Sunday, December 28, 2014

Week 6: Short but sweet (like all those cookies and yummy treats you've been eating)

First, let me wish you all a Happy Christmas (as the Queen of England would say) and/or Happy Holidays! I hope you are spending some quality time with loved ones and if you can't be home with your family (as I wasn't home in Wisconsin this year) I hope you used today's technology of Skype or Facetime to stay in touch.

I wish you all.....a Heppe Christmas

I showed up for work on Monday and Tuesday. Other interns decided not to but I didn't want to risk my vacation days being used for days I could easily be working. I think my colleagues were quiet happy that I showed up.

Monday morning, still during rounds, the chief attending told me I'd be assisting in his operations that day. This was after we had almost seen all of the patients and about everyone of them had labs ordered. The ward doctors had hoped I'd be around to draw all the blood for them, when the announcement came that I'd be in the OR, even before the morning meeting started, the realization dawned on them....and their facial reaction was a little bit priceless.
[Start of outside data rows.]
PR #420, opened 2019-11-23
[Feature] Delayed & faded in progress modal

sisardor:
The feature delays progress modal for 2 seconds so that UI will wait and fade-in the progress modal if the file downloading is too slow.

### DIFF
--- a/src/helpers/loadDocument.js
+++ b/src/helpers/loadDocument.js
@@ -29,12 +29,7 @@ export default (state, dispatch, extraOptions) => {
             partRetriever.setErrorCallback(fireError);
           }
 
-          // Delaying progress modal for 2 sec, so that UI will wait and
-          // fade-in the progress modal if the file downloading is too slow
-          setTimeout(() => {
-            dispatch(actions.openElement('progressModal'));
-          }, 2000);
-
+          dispatch(actions.openElement('progressModal'));
           core.loadAsync(partRetriever, { ...extraOptions, ...docOptions });
         })
         .catch(error => {
--- a/src/helpers/loadDocument.js
+++ b/src/helpers/loadDocument.js
@@ -29,10 +29,11 @@ export default (state, dispatch, extraOptions) => {
             partRetriever.setErrorCallback(fireError);
           }
 
-          // Delay opening of progress for 1 sec
+          // Delaying progress modal for 2 sec, so that UI will wait and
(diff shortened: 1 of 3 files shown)


sisardor:
Delaying time was decided to be 2 seconds.

src/helpers/loadDocument.js
```diff
@@ -29,7 +29,12 @@ export default (state, dispatch, extraOptions) => {
             partRetriever.setErrorCallback(fireError);
           }
 
-          dispatch(actions.openElement('progressModal'));
+          // Delaying progress modal for 2 sec, so that UI will wait and
+          // fade-in the progress modal if the file downloading is too slow
+          setTimeout(() => {
+            dispatch(actions.openElement('progressModal'));
+          }, 2000);
```
ZhijieZhang: Can we just use css transition or animation delay of 2s instead of using setTimeout?
I feel like a pure css solution is better. Something like
```
  &.open {
    opacity: 1;
    transition: opacity 2s 1s;
  }

  &.closed {
    opacity: 0;
  }
```
The transition of opacity will wait for 2 secs before starting.
If we do this we also don't need the extra logic in openElements, because if the document is loaded or if there's an error loading a document, the progress modal will be closed immediately.

src/redux/actions/exposedActions.js
```diff
@@ -29,7 +29,18 @@ export const openElement = dataElement => (dispatch, getState) => {
     }
     dispatch(setActiveLeftPanel(dataElement));
   } else {
-    dispatch({ type: 'OPEN_ELEMENT', payload: { dataElement } });
+    if (dataElement === 'progressModal') {
+      // Opening progress modal will not be necessary if the document
```
ZhijieZhang: See the other comment, I don't think this is necessary...

src/helpers/loadDocument.js
sisardor: Yeah, sure we can do that,  I'll revert add CSS

ZhijieZhang:
Thanks. The code part looks good to me. I just want to make sure that if you have talked to the design team about this? Just want to make sure that everyone is on the same page...

sisardor:
I think in the last sprint meeting Ivan has talked about this delaying progress bar for fast loading PDF files and the design team knows about it.  But I let them know about it!

PR #427, opened 2019-11-28
[Update] Move the notes panel outside of the left panel and move it to the right

ZhijieZhang:


src/components/NotesPanel/NotesPanel.js
```diff
@@ -229,16 +230,14 @@ const NotesPanel = ({ display }) => {
...
   }
 
-  // when either of the other two panel tabs is clicked, the "display" prop will become "none"
-  // like other two panels, we should set the display style of the div to props.display
-  // but if we do this, sometimes a maximum updates errors will be thrown from react-virtualized if we click the other two panels
-  // it looks like the issue is reported here: https://github.com/bvaughn/react-virtualized/issues/1375
-  // the PR for fixing this issue has been merged but not yet released so as a workaround we are unmounting
-  // the whole component when props.display === 'none'
-  // this should be changed back after the fixed is released in the next version of react-virtualized
-  return isDisabled || display === 'none' ? null : (
```
ZhijieZhang: Actually I found that we don't need to unmount the notes panel in this case because it's not part of the left panel anymore, which means it won't receive a display `none` prop :)

src/redux/actions/exposedActions.js
```diff
@@ -1,5 +1,5 @@
 import core from 'core';
-import isDataElementPanel from 'helpers/isDataElementPanel';
+import isDataElementLeftPanel from 'helpers/isDataElementLeftPanel';
```
ZhijieZhang: I changed the name to include `Left`, though the new name is kind of weird... I think we can keep this for now? haha

PR #428, opened 2019-11-29
[Feature]thumbnail page controls

awy3:
Use "readerControl.enableElement('thumbnailControl')" to make the control appear

image


src/components/ThumbnailsPanel/ThumbnailsPanel.scss
```diff
@@ -18,4 +18,15 @@
     border-color: $gray87;
     margin: 0px;
   }
+
+  .columnsOfThumbnails{
```
ZhijieZhang: Can you add one space before the `{`?

src/constants/pageRotation.js
```diff
@@ -0,0 +1,6 @@
+export const PageRotation = {
+  e_0: window.CoreControls.PageRotation.e_90,
+  e_90: window.CoreControls.PageRotation.e_90,
+  e_180: window.CoreControls.PageRotation.e_180,
+  e_270: window.CoreControls.PageRotation.e_270,
```
ZhijieZhang: Hmm... I feel like we can just do `window.CoreControls.PageRotation` in our components. No need to wrap another "constant layer" over it?

src/helpers/removePages.js
```diff
@@ -0,0 +1,27 @@
+import core from 'core';
+import actions from 'actions';
+import i18next from 'i18next';
+
+export default pages => dispatch => {
```
ZhijieZhang: I think we can just move the logic into the thumbnail control component. I don't think we are reusing this function right?

src/redux/initialState.js
```diff
@@ -13,7 +13,12 @@ import actions from 'actions';
 
 export default {
   viewer: {
-    disabledElements: {},
+    disabledElements: {
+      thumbnailControl: {
```
ZhijieZhang: Can you move the logic to `setDefaultDisabledElements`? It introduces indirection but the reason why we did that is sometimes we need to conditionally disable an element based on the constructor options.

src/components/WarningModal/WarningModal.js
```diff
@@ -25,15 +25,18 @@ class WarningModal extends React.PureComponent {
...
   componentDidUpdate(prevProps) {
-    if (!prevProps.isOpen && this.props.isOpen) {
+    const { keepOpen, isOpen, closeElements } = this.props;
+
+    if (!prevProps.isOpen && isOpen) {
       // TODO want to do make something like'closeOtherElements', but that for latter
-      const popUpToClose = getPopupElements().filter(
-        ele => ele !== 'warningModal',
+      const popupElementsToClose = getPopupElements().filter(
+        ele => ele !== 'warningModal' && (!keepOpen || !keepOpen.includes(ele)),
```
ZhijieZhang: Can we tell me why we wanted to close the left panel when the warning modal is showing up? I feel like we can just keep the panels open... If we do that we don't need this extra logic.

awy3: There was no reason for us to have it,  want to keep the left panel open when the warning (and error, which already doing this ) modal come up.

I update the `componentDidUpdate` function to filter out left panel and removed the "keepOpen" logic. I was thinking that logic would be good for later but we'll see if "later" ever happens

src/redux/initialState.js
awy3: I moved the logic to `setDefaultDisabledElements`

src/helpers/removePages.js
awy3: I removed the helper and moved all the logic to the thumbnail panel

src/constants/pageRotation.js
awy3: I have removed this constant

src/components/ThumbnailsPanel/ThumbnailsPanel.scss
awy3: I fixed the spacing to match other scss files

src/components/ThumbnailControls/ThumbnailControls.scss
```diff
@@ -0,0 +1,24 @@
...
+        display: inline-block;
+        height: 24px;
+        padding: 0px;
+        width: 24px;
+        min-width: 24px;
+        margin: 0px 8px;
+
+
+        &:hover {
+            background-color: var(--icon-color);
```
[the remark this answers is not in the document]
awy3: Thanks for pointing this out. I updated the css and did some basic IE testing

src/components/ThumbnailControls/ThumbnailControls.scss
```diff
@@ -0,0 +1,24 @@
+@import '../../constants/panel';
+
+.thumbnailControls {
+    text-align: center;
+    z-index: 2;
+
+    .Button{
```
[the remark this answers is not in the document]
awy3: This has been fixed

src/components/Thumbnail/Thumbnail.js
```diff
@@ -92,6 +98,23 @@ class Thumbnail extends React.PureComponent {
     }
   }
 
+  handleDelete = () => {
+    const { index, removePages, showWarningMessage } = this.props;
+
+    const message = i18next.t('option.thumbnailPanel.deleteWarningMessage');
+    const title = i18next.t('option.thumbnailPanel.deleteWarningTitle');
+    const confirmBtnText = i18next.t('option.thumbnailPanel.deleteWarningConfirmText');
```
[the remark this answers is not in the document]
awy3: I updated it to use `withTranslation`

src/components/Thumbnail/Thumbnail.js
```diff
@@ -123,6 +147,8 @@ const mapStateToProps = state => ({
 
 const mapDispatchToProps = {
   closeElement: actions.closeElement,
+  removePages: pageNumbers => removePages(pageNumbers),
```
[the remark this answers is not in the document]
awy3: I removed the helper and now we are calling `core.removePages` instead of adding this to the props

i18n/translation-en.json
```diff
@@ -197,6 +197,15 @@
       "text": "Text",
       "colors": "Colors",
       "resetAllSettings": "Reset All Settings"
+    },
+    "thumbnailPanel": {
+      "deleteWarningTitle": "Delete Page",
+      "deleteWarningMessage": "Are you sure you want to delete the selected page(s). This can't be undone",
+      "deleteWarningConfirmText": "OK",
```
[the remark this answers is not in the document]
awy3: I can remove `Ok` but for delete I can't use `action.deletel` or else I get something like
image

Is there a way to get rid of the hot key part of the text?

src/components/Thumbnail/Thumbnail.js
```diff
@@ -103,14 +126,15 @@ class Thumbnail extends React.PureComponent {
...
-    const { index, currentPage, pageLabels, isDraggable } = this.props;
+    const { index, currentPage, pageLabels, isDraggable, isThumbnailControlDisabled } = this.props;
     const isActive = currentPage === index + 1;
     const pageLabel = pageLabels[index];
 
     return (
       <div className={`Thumbnail ${isActive ? 'active' : ''} `} onDragOver={this.onDragOver}>
         <div className="container" ref={this.thumbContainer} onClick={this.handleClick} onDragStart={this.onDragStart} draggable={isDraggable}></div>
         <div className="page-label">{pageLabel}</div>
+        {isActive && !isThumbnailControlDisabled && <ThumbnailControls index={index} data-element="thumbnailControl" handleDelete={this.handleDelete} />}
```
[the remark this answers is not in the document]
awy3: I moved this logic into `ThumbnailControls` and refactor `ThumbnailControls` to use hook

src/components/Thumbnail/Thumbnail.js
```diff
@@ -92,6 +98,23 @@ class Thumbnail extends React.PureComponent {
     }
   }
 
+  handleDelete = () => {
```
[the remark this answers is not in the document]
awy3: I moved the delete logic into `ThumbnailControls`

i18n/translation-en.json
```diff
@@ -197,6 +197,15 @@
       "text": "Text",
       "colors": "Colors",
       "resetAllSettings": "Reset All Settings"
+    },
+    "thumbnailPanel": {
+      "deleteWarningTitle": "Delete Page",
+      "deleteWarningMessage": "Are you sure you want to delete the selected page(s). This can't be undone",
```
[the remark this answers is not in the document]
awy3: So something like
```
  "warning": {
    "deletePage" :{
      "deleteTitle": "Delete Page",
      "deleteMessage": "Are you sure you want to delete the selected page(s). This can't be undone",
      "deleteLastPageMessage": "This would result in no pages remaining. Please leave at least one page",
    },
    "redaction":{
      "applyTile": "Apply Redaction",
      "applyMessage": "This action will permanently remove all items selected for redaction. It cannot be undone.",
    }
  },
```
And we call it with `warning.deletePage.deleteMessage`. Or were you thinking it would be `option.warningModel.deleteMessage` or `option.warningModal.redactionApplyMessage`

src/components/Thumbnail/Thumbnail.js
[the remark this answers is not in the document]
awy3: I actually remove this later since the warning message get generated in the `ThumbnailControls` now

i18n/translation-en.json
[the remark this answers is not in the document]
ZhijieZhang: Yeah I think either of them is fine. Do you think it make sense?

src/components/Thumbnail/Thumbnail.js
```diff
@@ -66,8 +67,11 @@ class Thumbnail extends React.PureComponent {
     const didPageChange = contentChanged.some(changedPage => currentPageStr === changedPage);
     const didPageMove = Object.keys(moved).some(movedPage => currentPageStr === movedPage);
     const isPageRemoved = removed.indexOf(currentPage) > -1;
+    const newPageCount = pageLabels.length - removed.length;
 
-    if (isPageAdded || didPageChange || didPageMove || isPageRemoved) {
+    if (removed.length > 0 && index + 1 > newPageCount) {
+      // don't load thumbnail if it's going to be removed
```
ZhijieZhang: Hmm... Can we use `return` instead?

src/components/WarningModal/WarningModal.js
```diff
@@ -28,12 +28,14 @@ class WarningModal extends React.PureComponent {
...
   componentDidUpdate(prevProps) {
-    if (!prevProps.isOpen && this.props.isOpen) {
+    const { isOpen, closeElements } = this.props;
+
+    if (!prevProps.isOpen && isOpen) {
       // TODO want to do make something like'closeOtherElements', but that for latter
-      const popUpToClose = getPopupElements().filter(
-        ele => ele !== 'warningModal',
+      const popupElementsToClose = getPopupElements().filter(
+        ele => ele !== 'warningModal' && ele !== 'leftPanel',
```
ZhijieZhang: Do you think it's better if just we just remove `leftPanel` in `getPopupElements`? Also warningModal isn't in the popup elements so we don't need to filter it out I think?

src/components/Thumbnail/Thumbnail.js
awy3: I updated this

i18n/translation-en.json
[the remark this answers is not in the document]
awy3: I ended up moving the message to the top level so it's now `warning.deletePage.deleteMessage`

src/components/WarningModal/WarningModal.js
awy3: Right now it seems the `warningModal` is the only thing that is using `getPopupElements` so I think now would be a good time to discuss how it should be used. 

Lot of compounds are just hard coding stuff to close like MenuOverlay.js
https://github.com/PDFTron/webviewer-ui/blob/7c1be32d0b448980e1785cb6d45c73bd97f86933/src/components/MenuOverlay/MenuOverlay.js#L47

and SearchOverlay.js
https://github.com/PDFTron/webviewer-ui/blob/7c1be32d0b448980e1785cb6d45c73bd97f86933/src/components/SearchOverlay/SearchOverlay.js#L85

The idea was to have a list of all "popup" somewhere so if a new one was added we didn't need to update 5+ components. I will remove "leftPanel" from the list because I don't think we want to close it in most cases.

Also after this PR, it would be a good time to have other components start using the `getPopupElements` helper (or I should remove it if it doesn't seem helpful or refactor it into a "closeOtherPopupElement" helper)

We had two operation to perform. The first was a smaller one that was finished relatively quickly. The patient had a hydrocele. A sack filled with fluid in the scrotum essentially. This patient had decided to walk around with it for years and thought three days before Christmas would be a fabulous time to have it operated.......

Great Idea sir......

After the fairly quick first operation came the second, somewhat lengthier one. The patient had had his bladder removed at the beginning of the year and was back to have a incisional hernia repaired. The chief attending and I were joined by the general surgeon that I helped operate Pat. X with. Since hernias aren't part of the field of urology but the patient's incision was due to an urological problem, the departments worked together. Additionally, the surgeons are friends and don't find much time outside of work to see each other so they use operations needing both specialties as opportunities.  The chief attending and I were also interested in how hernias are being treated currently. Basically, a big sheet of material was inserted and sewn onto the abdominal inner wall.

After the operations, I returned to the ward for lunch and finishing up whatever needed to be done.
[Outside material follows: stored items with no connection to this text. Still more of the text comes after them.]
PR #431, opened 2019-12-03
Add Wildcard option to advanced search.

bollain:
QA Steps:
- Launch WebViewer
- In the search panel, open it to see advanced search modes. 
- There should now be a Wildcard option
image

- Do a few wildcard searches to verify it works.


bollain:
@ZhijieZhang there is a linter failure for an unused constant - not sure if it is OK to remove it.

ZhijieZhang:
> @ZhijieZhang there is a linter failure for an unused constant - not sure if it is OK to remove it.

It's removed in dev branch so if you merge dev I think it should go away :)

src/components/SearchOverlay/SearchOverlay.js
```diff
@@ -357,6 +365,9 @@ class SearchOverlay extends React.PureComponent {
             <Input id="case-sensitive-option" type="checkbox" ref={this.caseSensitiveInput} onChange={this.onChangeCaseSensitive} label={t('option.searchPanel.caseSensitive')} />
             <Input id="whole-word-option" type="checkbox" ref={this.wholeWordInput} onChange={this.onChangeWholeWord} label={t('option.searchPanel.wholeWordOnly')} />
           </div>
+          <div className={`wildcard ${isSearchPanelOpen ? 'visible' : ''}`}>
+              <Input id="wild-card-option" type="checkbox" ref={this.wildcardInput} onChange={this.onChangeWildcard} label={t('option.searchPanel.wildcard')} />
```
ZhijieZhang: Hmm it'd be nice if we can move it to the div above.
Could you try playing around the `<div className="options ...">` div to see if you can use flex-wrap to put these three checkboxes into one div?

ZhijieZhang: Also the indentation should be 2 instead of 4.

ZhijieZhang: Looks good! One more thing, can you also add a line below 83 so that when we programmatically search the text with wildcard option being true, the checkbox will be checked?

You can verify if it's working by:
```javascript
instance.searchTextFull('You', { wildcard: true })
```

or switch to the iframe using the dev tool and then in the console
```javascript
readerControl.searchTextFull('You', { wildcard: true })
```

bollain: Made changes as requested, thanks!

src/components/SearchOverlay/SearchOverlay.scss
```diff
@@ -147,10 +147,25 @@
...
         padding: 5px 0 0 20px;
       }
     }
 
+    .search-option {
+      width: 115px;
+    }
+
+    .wildcard {
+      display: none;
```
ZhijieZhang: Sorry I'm having a little trouble finding where this classname is used... Can you tell me which element is using this?

bollain: Good catch, this was the class I was using when I had the wildcard option in its own div. Removed!

PR #432, opened 2019-12-03
Feature/watermark modal enhancement

achenPDFTron:


src/components/PrintModal/WatermarkModal/WatermarkModal.js
```diff
@@ -37,14 +38,22 @@ const FORM_FIELD_KEYS = {
...
+  font: 'font',
+  isBolded: 'isBolded',
+  isItalic: 'isItalic',
+  isUnderlined: 'isUnderlined',
 };
 
 const DEFAULT_VALS = {
   [FORM_FIELD_KEYS.location]: WATERMARK_LOCATIONS.CENTER,
-  [FORM_FIELD_KEYS.fontSize]: FONT_SIZES[FONT_SIZES.length / 2],
+  [FORM_FIELD_KEYS.fontSize]: FONT_SIZES[FONT_SIZES.length - 1],
```
achenPDFTron: changed it as the default font size was a bit too small

src/components/PrintModal/WatermarkModal/WatermarkModal.js
```diff
@@ -310,7 +327,18 @@ class WatermarkModal extends React.PureComponent {
 
               </div>
               <div className="form-field">
-
+                <label>
+                  {t(`option.watermark.font`)}
+                </label>
+                <select
```
ZhijieZhang: If an element has `data-element` then users should be able to disable it by using `instance.disableElements`. You can either hook up with redux or just remove `data-element` if you don't want users to be able to disable it.

src/components/PrintModal/WatermarkModal/WatermarkModal.js
```diff
@@ -337,14 +364,37 @@ class WatermarkModal extends React.PureComponent {
...
                 </label>
-                <div
-                  data-element="currentColorCell"
-                  className="cell"
-                  style={{ backgroundColor: formInfo[FORM_FIELD_KEYS.color].toHexString() }}
-                  onClick={() => this.setColorPaletteVisibility(!this.state.isColorPaletteVisible)}
-                >
+                <div className="style-container">
+                  <div
+                    data-element="currentColorCell"
```
ZhijieZhang: Same here

src/components/PrintModal/WatermarkModal/WatermarkModal.js
```diff
@@ -337,14 +364,37 @@ class WatermarkModal extends React.PureComponent {
...
+                    className="Button"
```
ZhijieZhang: Hmm do you think it make sense that we change the Button component so that it's possible to just render a div with nothing inside? If we do that you can just use a `<Button />` here

src/components/PrintModal/WatermarkModal/WatermarkModal.js
achenPDFTron: I don't think I want users to be able to disable it.
However, I noticed that the end to end tests I wrote a while back look for some of these data elements so that I can fill out the form properly.

What would be your suggestion for this problem?
I'm leaning towards keeping data element? I think the user should know what he/she is doing is he/she truly wants to disable these watermark form elements?

src/components/PrintModal/WatermarkModal/WatermarkModal.js
achenPDFTron: I believe we are already doing that .... ?
image

For my case, content is undefined, so it ends up being a div with nothing inside...?

As for a button component that just contains a div ... ? I don't think I have seen that before and it sounds a little bit weird?

I think if the concern here is this not being a button component when it should be, I think we can just add an extra prop called styles which is of type CSS style?

src/components/PrintModal/WatermarkModal/WatermarkModal.js
ZhijieZhang: If you don't want users to be able to disable it then you need to remove `data-element`. Otherwise it may confuse them if they are following this https://www.pdftron.com/documentation/web/guides/hiding-elements guide.

I think for now you can give it an id or a class name and change cypress to use these attributes. Just to make sure that we are on the same page, when I say users I mean developers, not end users...

src/components/PrintModal/WatermarkModal/WatermarkModal.js
ZhijieZhang: Hmmm sorry, didn't know that we are already doing this... I think it's ok to just use a Button component here. I'm not very sure what you mean by `I think we can just add an extra prop called styles which is of type CSS style`. Perhaps you can elaborate a bit more?

achenPDFTron: Here is what I mean,
1. Create a new prop in the Button component called styles;
2. use that prop inside the button component

Example usuage:
``` 
<button
 styles={ {color: 'blue'} }
/>

button.jsx
<Button style={styles}></Button>
```

src/components/PrintModal/WatermarkModal/WatermarkModal.js
achenPDFTron: done. for some elements that are react components, i left them as "dataElements"

src/components/PrintModal/WatermarkModal/WatermarkModal.js
achenPDFTron: see above.

ZhijieZhang:
Hi Anthony, when you have time can you change this PR's target branch to be master? I think you need to close this and open another one.

achenPDFTron:
@ZhijieZhang i have changed it to be merged into master

src/components/PrintModal/WatermarkModal/WatermarkModal.js
ZhijieZhang: Sorry I missed your reply.

I see what you mean now. But if you chose to use a `Button` component here, you don't need to use the `style` prop because the `Button` component has the `Button` class and you are styling it in the scss file(https://github.com/PDFTron/webviewer-ui/pull/432/files#diff-43b4e2cfdcecbbc6852c6706e5302a27R113).

I think we generally want to avoid using inline css because a customer would need to use `!important` to override it if he's using the custom `css` option. Anyways I think this PR is good to be merged in without this change. Currently just waiting for https://github.com/XodoDocs/webviewer/pull/495 to be merged.

PR #438, opened 2019-12-14
Bug fix/accessible mode page push down

achenPDFTron:
bug fix for https://trello.com/c/3aQH02v2/635-in-accessiblemode-sometimes-the-page-gets-pushed-down-by-the-text-element

### DIFF
--- a/src/event-listeners/onPageComplete.js
+++ b/src/event-listeners/onPageComplete.js
@@ -6,6 +6,7 @@ export default store => pageIndex => {
     core.getDocument().loadPageText(pageIndex, text => {
       const textContainer = document.createElement('div');
       const className = 'accessible-text';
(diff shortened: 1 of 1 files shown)


src/event-listeners/onPageComplete.js
```diff
@@ -5,11 +5,19 @@ export default store => pageIndex => {
   if (state.viewer.isAccessibleMode) {
     core.getDocument().loadPageText(pageIndex, text => {
       const textContainer = document.createElement('div');
+      const className = 'accessible-text';
```
ZhijieZhang: Hmm this container has an id `pageText${pageIndex}`, so can we use `getElementById` to select it?

achenPDFTron: yes. thanks for pointing that out. i have made the fix.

Monday night, I attended a basketball game with some of my girlfriends.

Tuesday, I was called back into the OR. This time however after rounds, morning meeting and blood drawing. This was the first time operating with this particular attending. We removed a testicle due to testicular cancer. The patient had noticed a swelling only two weeks earlier.

Public Health Announcement: Men, check your balls. Seriously, know what your testicles feel like and notice when something changes. It can go faster than you think. I have many guy friends, your guyss hands are in your pants 95% of the time anyways. Optimize that time ;)

I was allowed to leave after the operation was done in order to catch the train to Hamburg, where I spent the holidays with extended family.

My adorable little godchild

Hamburg Rathaus


In this time, I found a TV show to watch while babysitting my godchild. Cosmos: A Space Time Odyssey. I fell in LOVE! I've always been fascinated with astronomy and even took a class back at UW-Madison. This show is beyond fantastic! The information, the graphics, the facts and the way it is hosted by Neil Degrasse Tyson is just great. I read up a bit and found that it is a sequel to a 13 show series done by Carl Sagan. After I'm done with this series, I'll look at the older ones and see how far we've come. The show has resparked my inner super nerd. I would love to return to college after med school and take more classes in Astronomy, Biology and so much more. The world we live in, the present time, and we ourselves are so insignificant in comparison to the time of the universe. At the same time, this show portraits the stories of people who were so vital to our time and how the smallest of coincidences lead to where we are today. If you want your mind blown.....watch this show!

I'm in LOVE. I'm also a HUGE nerd.

Its back to work tomorrow and Tuesday. We have off Wednesday and Thursday, which I will hopefully spend in the lab and library. New Years Eve will be a quiet one (as of now) with a good friend.

I wish you all a great new year of life, filled with happiness, success and most importantly health! I hope that our civilization calms down with all the havoc going on in the world and focuses on the good and comes together instead of driving itself apart. Happy New Year!